The roles I play in my life were also part of the examination process. As part of a diversity program, one also looks at the cultures and roles in which one is involved. It is not lost on me that my promotion to the executive level of management is now a role that carries a significant amount of weight. My role as father and step-father, along with husband have not changed in weight or importance, they are at the top of my personal roles. The executive role carries with it many preconceived notions for the employees that will work in my department, my direct report managers, my executive peers, and the executive leaders to whom I will report. There are expectations of communication, decision making, personality (to an extent), schedule, and commitment to the group, company, and community to which I must be cognizant. My actions and reactions will be watched and examined. Big shoes to fill, but I am looking forward to the challenge and to the success we have ahead.

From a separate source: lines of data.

PR #636, opened 2017-12-02
tweaked update-all-versions for drlx-parser

mbiarnes:
MERGE makes only sense if drlx-parser is part of repository_list.txt

### DIFF
--- a/script/release/update-version-all.sh
+++ b/script/release/update-version-all.sh
@@ -128,6 +128,13 @@ for repository in `cat ${scriptDir}/../repository-list.txt` ; do
             mvn -B -s $settingsXmlFile clean install -DskipTests
             returnCode=$?
 
+        elif [ "$repository" = "drlx-parser" ];then
+            #update version in drlx-parser/pom.xml
+            cd drlx-parser
+            mvnVersionsUpdateParent
+            cd ..
+            returnCode=$?
+
         elif [ "$repository" = "jbpm" ]; then
             mvnVersionsUpdateParentAndChildModules
             returnCode=$?


mbiarnes:
@psiroky like this?

mbiarnes:
@psiroky so - that doesn't work on my local:
mvn -B -N -e versions:update-parent -Dfull -DparentVersion="[$newVersion]" -DallowSnapshots=true -DgenerateBackupPoms=false 
with newVersion=7.6.0.Final
[WARNING] Not updating version: could not resolve any versions

mbiarnes:
@psiroky I see - drlx-parser has still 7.5.0-SNAPSHOT. So i will change this and retest this

mbiarnes:
@psiroky 
https://gist.github.com/mbiarnes/058191f5ed8dd7d01292d0fde2f0e86a

psiroky:
`[WARNING] Not updating version: could not resolve any versions` -- what version are you upgrading to?

mbiarnes:
@psiroky for testing: newVersion=7.6.0.Final

psiroky:
@mbiarnes I think the reason for the error is that the parent POM actually does not exist in that version. You would need to build it locally. Or perhaps try with some version that is already available in local/remote repo (like 7.4.1.Final).

mbiarnes:
@psiroky doesn't work:
- the pom has the version 7.6.0-SNAPSHOT
- build project so the pom is in my .m2
- tried to update parent --> error
- changed version of pom to 7.4.1.Final
- build project
- tried to update parent --> error
what am i missng?

psiroky:
@mbiarnes the `newVersion` needs to be available. Leave the POM with `7.6.0-SNAPSHOT` and set `newVersion=7.4.1.Final`.

mbiarnes:
@psiroky OK - with this it works. 
What  am missing is: we want to upgrade to a new version (update-all-version.sh) - 
Must the drlx-parser version exist before we upgrade kie to the "same" version?

psiroky:
@mbiarnes I don't think so. However, it is quite easy to test that. Just update the repository-list.txt locally and run the update-version-all script on all repos.

mbiarnes:
@psiroky OK works. But this PR #543 should be merged too.

PR #642, opened 2017-12-11
upgraded appformer version

mbiarnes:
during kie 7.5.0.Final release appformer was upgraded by error to 2.2.0.Final instead of 2.1.0.Final. So 2.2.0.Final is existing. We should upgrade the appformer develop version to 2.2.1-SNAPSHOT


mbiarnes:
Merge after https://github.com/kiegroup/appformer/pull/114 was merged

As we near the end of this week’s entry, I’d like to talk about what I perceive as my strengths and weaknesses. I know I am a good listener and that I am inclusive. Additionally, I have the confidence in myself to make a decision while I have the capability to have confidence in others and let them make decisions. I am a teacher and work diligently to give people opportunities to learn. I am willing to accept that what I know is not always right. I can learn from others. I do not like conflict for conflict’s sake. I am patient, but not eternally patient. I dislike giving people bad news but know that it is a job that must be done.

If you’ve been reading this blog for a while, you know a recurring theme is that I am a work in progress. The exercises we did this week provided a good status check for me. I have made solid, positive progress in my development as a leader. I am proud of what I have accomplished. I am humbled and thankful for the help and lessons I have received along the way. At the same time, I have plenty of work left to do! There are lots of facets on this diamond in need of polish.

Until next week!

McKee, A., Boyatzis, R., & Johnston, F. (2008). Becoming a Resonant Leader (First ed.). Boston, MA: Harvard Business Press.